• **INSTRUCTIONS TO FOLLOW**: The whole listing is to be reproduced exactly as given.

• **SUPPLIED RECORDS**:
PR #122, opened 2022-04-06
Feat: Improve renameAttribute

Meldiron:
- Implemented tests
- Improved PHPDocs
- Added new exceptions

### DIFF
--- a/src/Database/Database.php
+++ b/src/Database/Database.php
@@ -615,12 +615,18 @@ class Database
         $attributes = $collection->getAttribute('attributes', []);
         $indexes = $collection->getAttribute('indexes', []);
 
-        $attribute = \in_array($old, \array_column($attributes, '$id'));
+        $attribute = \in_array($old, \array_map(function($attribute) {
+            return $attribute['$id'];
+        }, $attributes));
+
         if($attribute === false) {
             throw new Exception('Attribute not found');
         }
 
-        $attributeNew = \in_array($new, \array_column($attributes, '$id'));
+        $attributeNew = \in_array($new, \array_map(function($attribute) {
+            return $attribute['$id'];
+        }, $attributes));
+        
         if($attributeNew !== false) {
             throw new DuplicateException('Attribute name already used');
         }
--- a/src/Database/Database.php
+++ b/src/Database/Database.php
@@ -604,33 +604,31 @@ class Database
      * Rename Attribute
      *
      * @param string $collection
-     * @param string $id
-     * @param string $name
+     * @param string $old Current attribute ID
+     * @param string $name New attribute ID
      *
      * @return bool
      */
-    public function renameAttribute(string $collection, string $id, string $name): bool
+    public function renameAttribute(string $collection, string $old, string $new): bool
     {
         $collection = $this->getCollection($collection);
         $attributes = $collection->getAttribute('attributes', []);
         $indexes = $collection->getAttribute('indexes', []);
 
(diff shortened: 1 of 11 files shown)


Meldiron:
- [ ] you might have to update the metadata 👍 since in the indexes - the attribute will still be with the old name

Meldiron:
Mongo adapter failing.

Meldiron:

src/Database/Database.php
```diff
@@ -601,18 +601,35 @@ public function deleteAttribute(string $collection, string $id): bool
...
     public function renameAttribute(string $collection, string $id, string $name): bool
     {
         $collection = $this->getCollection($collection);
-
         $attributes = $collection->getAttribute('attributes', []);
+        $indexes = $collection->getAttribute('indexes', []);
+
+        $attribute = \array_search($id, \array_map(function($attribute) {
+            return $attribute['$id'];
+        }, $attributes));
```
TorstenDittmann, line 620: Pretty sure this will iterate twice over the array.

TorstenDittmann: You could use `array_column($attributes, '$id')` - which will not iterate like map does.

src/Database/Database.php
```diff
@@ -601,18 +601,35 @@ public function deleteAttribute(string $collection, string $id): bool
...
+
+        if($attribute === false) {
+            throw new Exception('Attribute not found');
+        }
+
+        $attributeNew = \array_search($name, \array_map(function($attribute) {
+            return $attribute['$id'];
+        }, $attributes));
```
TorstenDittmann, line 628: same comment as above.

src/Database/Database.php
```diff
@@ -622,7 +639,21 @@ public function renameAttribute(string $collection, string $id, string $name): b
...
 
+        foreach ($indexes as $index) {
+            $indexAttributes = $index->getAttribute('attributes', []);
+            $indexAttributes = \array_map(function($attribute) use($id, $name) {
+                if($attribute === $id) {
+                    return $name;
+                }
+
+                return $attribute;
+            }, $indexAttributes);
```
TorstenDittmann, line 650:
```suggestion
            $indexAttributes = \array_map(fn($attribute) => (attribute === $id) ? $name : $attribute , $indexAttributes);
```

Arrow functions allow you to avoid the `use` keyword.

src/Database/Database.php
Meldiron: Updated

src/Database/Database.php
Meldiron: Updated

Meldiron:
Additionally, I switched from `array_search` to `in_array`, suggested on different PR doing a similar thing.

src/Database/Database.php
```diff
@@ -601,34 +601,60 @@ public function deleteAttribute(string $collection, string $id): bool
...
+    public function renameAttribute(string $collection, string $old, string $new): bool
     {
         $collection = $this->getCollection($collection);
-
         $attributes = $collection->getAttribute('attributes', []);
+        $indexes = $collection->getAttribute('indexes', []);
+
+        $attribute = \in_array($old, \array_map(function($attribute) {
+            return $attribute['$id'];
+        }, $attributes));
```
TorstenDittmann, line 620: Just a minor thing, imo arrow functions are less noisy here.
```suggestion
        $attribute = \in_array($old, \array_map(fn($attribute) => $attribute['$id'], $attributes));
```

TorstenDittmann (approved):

• **SOLUTION**:
PR #122, opened 2022-04-06
Feat: Improve renameAttribute

Meldiron:
- Implemented tests
- Improved PHPDocs
- Added new exceptions

### DIFF
--- a/src/Database/Database.php
+++ b/src/Database/Database.php
@@ -615,12 +615,18 @@ class Database
         $attributes = $collection->getAttribute('attributes', []);
         $indexes = $collection->getAttribute('indexes', []);
 
-        $attribute = \in_array($old, \array_column($attributes, '$id'));
+        $attribute = \in_array($old, \array_map(function($attribute) {
+            return $attribute['$id'];
+        }, $attributes));
+
         if($attribute === false) {
             throw new Exception('Attribute not found');
         }
 
-        $attributeNew = \in_array($new, \array_column($attributes, '$id'));
+        $attributeNew = \in_array($new, \array_map(function($attribute) {
+            return $attribute['$id'];
+        }, $attributes));
+        
         if($attributeNew !== false) {
             throw new DuplicateException('Attribute name already used');
         }
--- a/src/Database/Database.php
+++ b/src/Database/Database.php
@@ -604,33 +604,31 @@ class Database
      * Rename Attribute
      *
      * @param string $collection
-     * @param string $id
-     * @param string $name
+     * @param string $old Current attribute ID
+     * @param string $name New attribute ID
      *
      * @return bool
      */
-    public function renameAttribute(string $collection, string $id, string $name): bool
+    public function renameAttribute(string $collection, string $old, string $new): bool
     {
         $collection = $this->getCollection($collection);
         $attributes = $collection->getAttribute('attributes', []);
         $indexes = $collection->getAttribute('indexes', []);
 
(diff shortened: 1 of 11 files shown)


Meldiron:
- [ ] you might have to update the metadata 👍 since in the indexes - the attribute will still be with the old name

Meldiron:
Mongo adapter failing.

Meldiron:

src/Database/Database.php
```diff
@@ -601,18 +601,35 @@ public function deleteAttribute(string $collection, string $id): bool
...
     public function renameAttribute(string $collection, string $id, string $name): bool
     {
         $collection = $this->getCollection($collection);
-
         $attributes = $collection->getAttribute('attributes', []);
+        $indexes = $collection->getAttribute('indexes', []);
+
+        $attribute = \array_search($id, \array_map(function($attribute) {
+            return $attribute['$id'];
+        }, $attributes));
```
TorstenDittmann, line 620: Pretty sure this will iterate twice over the array.

TorstenDittmann: You could use `array_column($attributes, '$id')` - which will not iterate like map does.

src/Database/Database.php
```diff
@@ -601,18 +601,35 @@ public function deleteAttribute(string $collection, string $id): bool
...
+
+        if($attribute === false) {
+            throw new Exception('Attribute not found');
+        }
+
+        $attributeNew = \array_search($name, \array_map(function($attribute) {
+            return $attribute['$id'];
+        }, $attributes));
```
TorstenDittmann, line 628: same comment as above.

src/Database/Database.php
```diff
@@ -622,7 +639,21 @@ public function renameAttribute(string $collection, string $id, string $name): b
...
 
+        foreach ($indexes as $index) {
+            $indexAttributes = $index->getAttribute('attributes', []);
+            $indexAttributes = \array_map(function($attribute) use($id, $name) {
+                if($attribute === $id) {
+                    return $name;
+                }
+
+                return $attribute;
+            }, $indexAttributes);
```
TorstenDittmann, line 650:
```suggestion
            $indexAttributes = \array_map(fn($attribute) => (attribute === $id) ? $name : $attribute , $indexAttributes);
```

Arrow functions allow you to avoid the `use` keyword.

src/Database/Database.php
Meldiron: Updated

src/Database/Database.php
Meldiron: Updated

Meldiron:
Additionally, I switched from `array_search` to `in_array`, suggested on different PR doing a similar thing.

src/Database/Database.php
```diff
@@ -601,34 +601,60 @@ public function deleteAttribute(string $collection, string $id): bool
...
+    public function renameAttribute(string $collection, string $old, string $new): bool
     {
         $collection = $this->getCollection($collection);
-
         $attributes = $collection->getAttribute('attributes', []);
+        $indexes = $collection->getAttribute('indexes', []);
+
+        $attribute = \in_array($old, \array_map(function($attribute) {
+            return $attribute['$id'];
+        }, $attributes));
```
TorstenDittmann, line 620: Just a minor thing, imo arrow functions are less noisy here.
```suggestion
        $attribute = \in_array($old, \array_map(fn($attribute) => $attribute['$id'], $attributes));
```

TorstenDittmann (approved):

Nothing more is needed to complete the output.